--- WORK INSTRUCTION ---
In the data below, find every line with the string "your" and pull it out.
*** Begin section ***
PR #3456, opened 2024-04-29
Use provider built-in result count to reuse query if possible

quaff:
Hibernate introduce `SelectionQuery::getResultCount` since 6.5.0, It may be JPA Query method in the future.

### DIFF
--- a/spring-data-jpa/src/main/java/org/springframework/data/jpa/repository/query/AbstractJpaQuery.java
+++ b/spring-data-jpa/src/main/java/org/springframework/data/jpa/repository/query/AbstractJpaQuery.java
@@ -62,6 +62,7 @@ import org.springframework.util.Assert;
  * @author Сергей Цыпанов
  * @author Wonchul Heo
  * @author Julia Lee
+ * @author Yanming Zhou
  */
 public abstract class AbstractJpaQuery implements RepositoryQuery {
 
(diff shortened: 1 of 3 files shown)


christophstrobl:
Thank you @quaff for bringing this up. Did you eventually compare the resulting database interaction triggered by `getResultCount` to the `count` as it is done right now? Before we change the current behaviour I'd like to understand potential implications on both what the count query looks like as well as potential runtime implications.

quaff:
> Thank you @quaff for bringing this up. Did you eventually compare the resulting database interaction triggered by `getResultCount` to the `count` as it is done right now? Before we change the current behaviour I'd like to understand potential implications on both what the count query looks like as well as potential runtime implications.

Please refer to https://github.com/hibernate/hibernate-orm/blob/8c3b68cd784076a06a4bc2a7a3d67fc32904dba3/hibernate-core/src/main/java/org/hibernate/query/sqm/tree/select/SqmSelectStatement.java#L465

mp911de:
This PR isn't complete. I took a look at a complete implementation and pushed my variant on https://github.com/spring-projects/spring-data-jpa/tree/issue/3456.

mp911de:
Using `SelectionQuery.getResultCount()` only works when there's an enclosing transaction, otherwise the underlying `Session` will be closed.

PR #3463, opened 2024-05-07
Issue/3460

thjanssen:
Fix handling of position INOUT parameters when extracting output parameters (issue 3460)

Added position information to `ProcedureParameter` class, set it in `StoredProcedureAttributeSource.extractOutputParametersFrom(...)`, and use that position in `StoredProcedureJpaQuery.extractOutputParameterValue` to get the result value.
This change is based on the assumption that `NamedStoredProcedureQuery.parameters()` returns the parameters in the correct order. As far as I understand the rest of the code, it already makes this assumption when using positional parameters.

### DIFF
--- a/spring-data-jpa/src/main/java/org/springframework/data/jpa/repository/query/StoredProcedureAttributes.java
+++ b/spring-data-jpa/src/main/java/org/springframework/data/jpa/repository/query/StoredProcedureAttributes.java
@@ -88,7 +88,7 @@ class StoredProcedureAttributes {
 
 	private ProcedureParameter getParameterWithCompletedName(ProcedureParameter parameter, int i) {
 
-		return new ProcedureParameter(completeOutputParameterName(i, parameter.getName()), i+1, parameter.getMode(),
+		return new ProcedureParameter(completeOutputParameterName(i, parameter.getName()), parameter.getPosition(), parameter.getMode(),
 				parameter.getType());
 	}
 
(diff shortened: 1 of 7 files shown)


spring-data-jpa/src/main/java/org/springframework/data/jpa/repository/query/StoredProcedureAttributes.java
```diff
@@ -87,7 +88,7 @@ private List<ProcedureParameter> getParametersWithCompletedNames(List<ProcedureP
 
 	private ProcedureParameter getParameterWithCompletedName(ProcedureParameter parameter, int i) {
 
-		return new ProcedureParameter(completeOutputParameterName(i, parameter.getName()), parameter.getMode(),
+		return new ProcedureParameter(completeOutputParameterName(i, parameter.getName()), i+1, parameter.getMode(),
```
christophstrobl, line 91: looks like we could reuse `parameter.getPosition()` here instead of `i+1`.

thjanssen: Yes, that should be better. I've added the change to this PR

thjanssen:
When this is fixed, do you think you could backport it to version 3.2.x?

christophstrobl:
I intend to pack port the fix if things work out as expected.

christophstrobl:
Thank you @thjanssen - merged to _main_ development line and back ported to _3.2.x_.

PR #3465, opened 2024-05-08
Polishing `SimpleJpaRepository`

quaff:
`TypedQuery.set*()` returns the same query instance


christophstrobl:
overlaps partially with #3468

Issue #3036, opened 2023-06-22
Specification toPredicate usage is violated in SimpleJpaRepository::delete


aryu-ki:
```java
@Override
	public long delete(Specification<T> spec) {

		CriteriaBuilder builder = this.em.getCriteriaBuilder();
		CriteriaDelete<T> delete = builder.createCriteriaDelete(getDomainClass());

		Predicate predicate = spec.toPredicate(delete.from(getDomainClass()), null, builder);

		if (predicate != null) {
			delete.where(predicate);
		}

		return this.em.createQuery(delete).executeUpdate();
	}
```
This is the definition of delete method in SimpleJpaRepository. Clearly, query param sent is null, but in Specification::toPredicate we have this doc:
```java
/**
	 * Creates a WHERE clause for a query of the referenced entity in form of a {@link Predicate} for the given
	 * {@link Root} and {@link CriteriaQuery}.
	 *
	 * @param root must not be {@literal null}.
	 * @param query must not be {@literal null}.
	 * @param criteriaBuilder must not be {@literal null}.
	 * @return a {@link Predicate}, may be {@literal null}.
	 */
	@Nullable
	Predicate toPredicate(Root<T> root, CriteriaQuery<?> query, CriteriaBuilder criteriaBuilder);
```

aryu-ki:
@mp911de You should change documentation string of toPredicate if I'm right, because it's a confusing doc. I could find the issue fast, but in my code, there were no obvious signs of what was going on. Other developers might get confused as well. Who knows how much time is it gonna cost to someone

ghostg00:
I also think that toPredicate's method documentation should be changed, It does cause confusion

PR #3468, opened 2024-05-10
Fix passing 'null' argument to parameter annotated as @NotNull

quaff:
Fix GH-3036


christophstrobl:
I think we should update the documentation and nullability contract annotations so they document what is currently allowed.

gbrehmer:
this would solve the current Kotlin incompatibility as well

christophstrobl:
thanks for the heads up - moved this one up in the list.

christophstrobl:
Thank you @quaff !

PR #3471, opened 2024-05-11
Add convenient method `JpaRepository::clear` as companion of `flush`

quaff:
Sometimes we need to clear persistence context, especially for writing unit tests. We need to inject `EntityManager` before this commit, it is a bit inconvenient.


mp911de:
We do not want to mirror `EntityManager` API on the repository. Exposing the `flush` method already clutters the repository API and we do not want to continue in that way. We suggest implementing a repository fragment for your convenience.

Issue #297, opened 2019-07-05
Add a configuration option to prevent proactive reloading


mwlodarczak:
While I understand its rationale, I find the new proactive reloading of bibliography quite frustrating as it kicks in every time I save the BIB file. I wonder whether adding a variable that controls this behaviour would be an option?

tmalsburg:
While I sympathize, I'm worried about inflation of customization variables; we already have too many if you ask me.  Perhaps a better solution would be to reload the bibliography in the background so that users don't have to wait?  This could be implemented using threads which were introduced in Emacs 26.

mwlodarczak:
Titus von der Malsburg <notifications@github.com> writes:

> While I sympathize, I'm worried about inflation of customization
> variables; we already have too many if you ask me. Perhaps a better
> solution would be to reload the bibliography in the background so that
> users don't have to wait? This could be implemented using threads
> which were introduced in Emacs 26.

Indeed, that would be a good compromise. I understand the desire to keep
the number of customisation variables to a minimum but I would argue
that reloading on each save is such an invasive behaviour that it does
warrant making an exception.

Marcin

tmalsburg:
Could you make a PR please?

mwlodarczak:
Sure. I think that's all it takes: [PR #301](https://github.com/tmalsburg/helm-bibtex/pull/301).

rdiaz02:
If I may, I'd like to raise this issue again. I've fixed what I think was a bug in the original PR and added a longer docstring that specifically addresses @tmalsburg question:

> If someone loads helm-bibtex with the default setting for bibtex-completion-watch-bibliography and then decides that they don't want to proactively reload the bibliography, they have to restart Emacs with the new setting, right?

The answer is yes: changing the value of the variable after loading helm-bibtex has no effect.

This is the PR: https://github.com/tmalsburg/helm-bibtex/pull/443

tmalsburg:
See `bibtex-completion-watch-bibliography`.

PR #443, opened 2024-01-06
Add a customisation for toggling of proactive reloading of bibliography, II.

rdiaz02:
From the change of mwlodarczak at

https://github.com/mwlodarczak/helm-bibtex/commit/4a421cae9b7d4cdb4a0933080633564b1774addb

with a minor fix and more detailed docstring.

### DIFF
--- a/bibtex-completion.el
+++ b/bibtex-completion.el
@@ -77,6 +77,20 @@ composed of the BibTeX-key plus a \".pdf\" suffix."
   :group 'bibtex-completion
   :type '(choice directory (repeat directory)))
 
+;; From https://github.com/mwlodarczak/helm-bibtex/commit/4a421cae9b7d4cdb4a0933080633564b1774addb
+(defcustom bibtex-completion-watch-bibliography t
+  "If non-nil (the default) the bibliography is reloaded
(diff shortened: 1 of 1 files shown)


tmalsburg:
Thank you for making this PR.  Could you please provide some context? I'm wondering why anyone would not want to reload the bibliography when it was changed?

tmalsburg:
Ah, I just saw your comment in #297.  Hm, I think the solution to reload asynchronously (in a thread) would be much nicer. Doesn't need a configuration variable and should work for everyone.  Unfortunately, I don't have to time to implement it.  There is at least one possible race condition that would have to be dealt with carefully: a second reload is triggered before the first is finished. What do you think?

rdiaz02:
I think you are absolutely right that to reload asynchronously (in a thread) would be much nicer. But my elisp is completely rudimentary, so I would not be able to implement it.

P.S. Apologies for not having provided context in the PR.

tmalsburg:
Thanks for the response.  I merged the PR as a stop-gap solution.  Hope we will have something better in place in the future.

rdiaz02:
Thank you.

PR #446, opened 2024-02-20
Support AUCTeX's (new) LaTeX-mode

dankessler:
AUCTeX (14.0.1+) has renamed latex-mode -> LaTeX-mode. As a result, inserting citations in buffers that are in `LaTeX-mode` result in `bibtex-completion-insert-citation` falling back on the default `bibtex-completion-format-citation-default`, which just inserts the naked key without wrapping it in a `\cite` command (or similar).

A simple hack is to explicitly support both `latex-mode` *and* `LaTeX-mode`


tmalsburg:
Merged, thank you.

Issue #452, opened 2024-11-04
New `parsebib.el` parser


joostkremers:
Hi @tmalsburg , `bibtex-completion.el` depends on `parsebib.el`, so I wanted to give you a heads-up: I've ripped out the pretty hairy regexp-based parser code and replaced it with a simple recursive descent parser. The new parser works well, and the tests included in `parsebib` all pass, but with this kind of thing there's always a risk of regressions, of course.

I haven't merged the new code yet, but once I do, you may get bug reports from users that are ultimately caused by `parsebib.el`. If that happens, just send them to me, or key me in in the discussion.

Some functions have also changed signature, especially `parsebib-read-entry`, which is used in `bibtex-completion.el`. You may want to consider using `parsebib-parse-bib-buffer` or `parsebib-collect-bib-entries` instead, which will get you all entries in a single function call.

If you have a `.bib` file that you would like to test the new code with before I do the merge, I'd be happy to do that, or if you prefer, you can check out the code [here](https://github.com/joostkremers/parsebib/tree/wip/rdp).

chuxubank:
I just find a bug that `bibtex-completion-parse-strings` runs in infinite loop when use with new `parsebib` package.
I pin the `parsebib` to the latest release version (4.7) and it still works well.

So if we want fix it, we should do the change on `bibtex-completion` side, right?

joostkremers:
> So if we want fix it, we should do the change on `bibtex-completion` side, right?

Depends. `bibtex-completion` needs an update in order to be compatible with the new `parsebib.el`. I submitted a PR, but it looks like it hasn't been merged yet. Keeping `parsebib` pinned on 4.7 is the best solution for now. I'm sure @tmalsburg will update `bibtex-completion` soon.

tmalsburg:
Just merged the PR.  Thank you Joost!!

lnguyen4:
Hi, I m having the issue that when I invoke `helm-bibtex` , it hangs and the mini-buffer says "Parsing bibliography file /home/directorty/myfile.bib". 

I got this issue last night and came here to notice there was an update on the dependency `parsebib` pacakge. So, I then downgraded the parsebib and the issue was gone. 

[...]

PR #453, opened 2024-11-05
Update bibtex-completion.el for parsebib.el 6.0

joostkremers:
As I mentioned in issue #452 , I've made some changes to the `parsebib.el` API that affect `bibtex-completion.el`. This PR fixes those issues. Obviously, it shouldn't be merged until I push the new `parsebib.el` to master.

I've only changed the relevant function calls. Given the purpose of `bibtex-completion.el`, it would probably make sense to use `parsebib-collect-bib-entries` and `parsebib-collect-strings`, but that would require a bigger change (e.g., `parsebib-collect-bib-entries` can do some of the things that `bibtex-completion-prepare-entry` does, it seems), so you probably have a better idea if that's worth it.

### DIFF
--- a/bibtex-completion.el
+++ b/bibtex-completion.el
@@ -5,7 +5,7 @@
 ;; Maintainer: Titus von der Malsburg <malsburg@posteo.de>
 ;; URL: https://github.com/tmalsburg/helm-bibtex
 ;; Version: 1.0.0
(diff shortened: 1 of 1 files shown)


tmalsburg:
Thank you for this PR.  I'll merge it when you give me the green light.

joostkremers:
Thanks. I'd like to merge the new parser some time over the weekend. I'll let you know when I do.

tmalsburg:
Merged.  Thank you!!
*** End section ***
--- FINISHED TASK ---
We do not want to mirror `EntityManager` API on the repository. Exposing the `flush` method already clutters the repository API and we do not want to continue in that way. We suggest implementing a repository fragment for your convenience.
Ah, I just saw your comment in #297.  Hm, I think the solution to reload asynchronously (in a thread) would be much nicer. Doesn't need a configuration variable and should work for everyone.  Unfortunately, I don't have to time to implement it.  There is at least one possible race condition that would have to be dealt with carefully: a second reload is triggered before the first is finished. What do you think?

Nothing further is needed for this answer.